20. August 2017 | 19:32 Uhr

Mit dem Rolli über die Elbe

vom
Aus der Redaktion der Norddeutschen Rundschau

Neue Cuxhavenfähre bietet kaum Hindernisse für Rollstuhlfahrer / Problematisch ist lediglich die Situation am Brunsbütteler Terminal

Sie ist durch eine Muskelerkrankung auf den Rollstuhl angewiesen. Jutta Söthje aus Kremperheide kennt die Tücken, die auf Rollifahrer lauern, zur Genüge. „Ich bin in unserer Gemeinde der Rollitester“, sagt sie.
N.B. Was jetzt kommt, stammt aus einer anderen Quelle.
PR #2591, opened 2018-10-18
HHH-12979 - Setting hibernate.javax.cache.uri property value as relative path causes an error

vladmihalcea:
https://hibernate.atlassian.net/browse/HHH-12979


gsmet:
@vladmihalcea I noticed that `ConfigHelper` is deprecated and it is mentioned we should use the `ClassLoaderService`. It's indeed what is done in the legacy Ehcache region factory (together with other manipulations which are IMHO useless) so I added a commit with this approach.

Note that it doesn't support the `classpath://` URI scheme as it's not something we support elsewhere. It will be supported if it is supported by the framework (Spring registers a `classpath://` handler for instance).

But it checks the classpath by default, which is what we used to do for Ehcache.

Thoughts?

sebersole:
We do support `classpath://` urls elsewhere as I listed somewhere else we
discussed this.

FWIW I did look into writing and registering a custom handler.  The problem
that I ran into there is that you can register only a
single URLStreamHandlerFactory in a given VM - as in the method to register
a URLStreamHandlerFactory can literally only be called once in a given VM
*ever*.  I suspect that works for Spring because it controls VM startup (as
a container or boot).  IMHO that is a dead-end approach for us to look at.


[1] See the javadocs -
https://docs.oracle.com/javase/8/docs/api/java/net/URL.html#setURLStreamHandlerFactory-java.net.URLStreamHandlerFactory-

vladmihalcea:
@gsmet @sebersole I thought that I don't have access to `ClassLoaderService`, but realized that I could load it via the `SessionFactoryOptions.getServiceRegistry`.

I'll try to use that instead and see how it works.

sebersole:
That's exactly how you get the ClassLoaderService, so +1 :D

vladmihalcea:
@gsmet I noticed your commit and saw you deleted the "classpath://" test. Shouldn't we add support for that in `ClassLoaderService` as well?

Due to Spring, some devs might write the URI with the "classpath" scheme, although that's not natively supported by Java.

sebersole:
> Due to Spring, some devs might write the URI with the "classpath" scheme, although that's not natively supported by Java.

I'm confused by this.  The whole premise here is that, yes, we want to add support for this *where we load the resource* (important distinction).  It sounds like you are asking if we want to do that (resounding yes).  Am I missing something?

gsmet:
As I understand it and as it is done with my commit, if Spring is used, it will register a handler for `classpath://` and it will work out of the box (the first `new URI( name )` will succeed).

If not, it won't.

But I think it's fair and we shouldn't try to play with the `classpath://` handler considering Spring might have registered one with a different classloader than ours.

Maybe we could have an additional thing in `ClassLoaderServiceImpl` that removes the `classpath://` prefix if there is one, once the first call has failed. This way, in the Spring case, it will work and use the Spring class loader and if Spring is not there, it will still work and use our class loader.

Would that work for everyone?

vladmihalcea:
@gsmet sounds good to me.

vladmihalcea:
@gsmet I think we should rebase and integrate this one. What do you think?

gsmet:
@vladmihalcea yes, I added a commit in the Monday morning GitHub confusion and was unable to add a comment to warn you. If the last commit looks good to you, it's ready to be merged.

I just rebased the PR.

Für unsere Zeitung hat die 62-Jährige ausprobiert, wie gut sich die Elbe mit der neuen Fährverbindung überqueren lässt, wenn der Passagier im Rollstuhl unterwegs ist.

„Ein Ausflug mit Elektrorollstuhl (E-Rolli) und Hund kann schon zu einem Abenteuer werden, darum mache ich einen Tagesausflug und teste die neue Fährverbindung der Elb-Link Reederei GmbH zwischen Brunsbüttel-Cuxhaven. Vorsichtshalber nehme ich zwei Männer zur Unterstützung mit.

An der Fähre angekommen, muss ich zum Glück nicht auf der feuchten Wiese parken, sondern darf zu den zwei, zwar nicht ausgeschilderten, aber gekennzeichneten Behindertenparkplätzen fahren, die sich leider als viel zu klein herausstellen. Nach dem Kartenkauf (ermäßigte Preise) muss ich mich von meinen Begleitern trennen, denn während die Männer die Treppe über den Deich benutzen können, muss ich mit dem E-Rolli die längere Autozufahrt benutzen, aber zum Glück stehen die Autos ja noch auf Warteposition.

Das Fahrpersonal, insgesamt alle sehr freundlich, gibt uns grünes Licht und so fahre ich die Autorampe hoch. Auf der Fähre können wir zusammen den Lift benutzen, der für uns alle genügend Platz bietet. Auf dem Deck für die Passagiere kann ich mit dem E-Rolli alle Einrichtungen erreichen, mir alleine einen Kaffee holen, und die Behindertentoilette habe ich auch schon entdeckt. Sogar der Hund darf in fast alle Bereiche mit, außer dort, wo die Speisen verkauft werden – vollkommen verständlich und durchaus üblich.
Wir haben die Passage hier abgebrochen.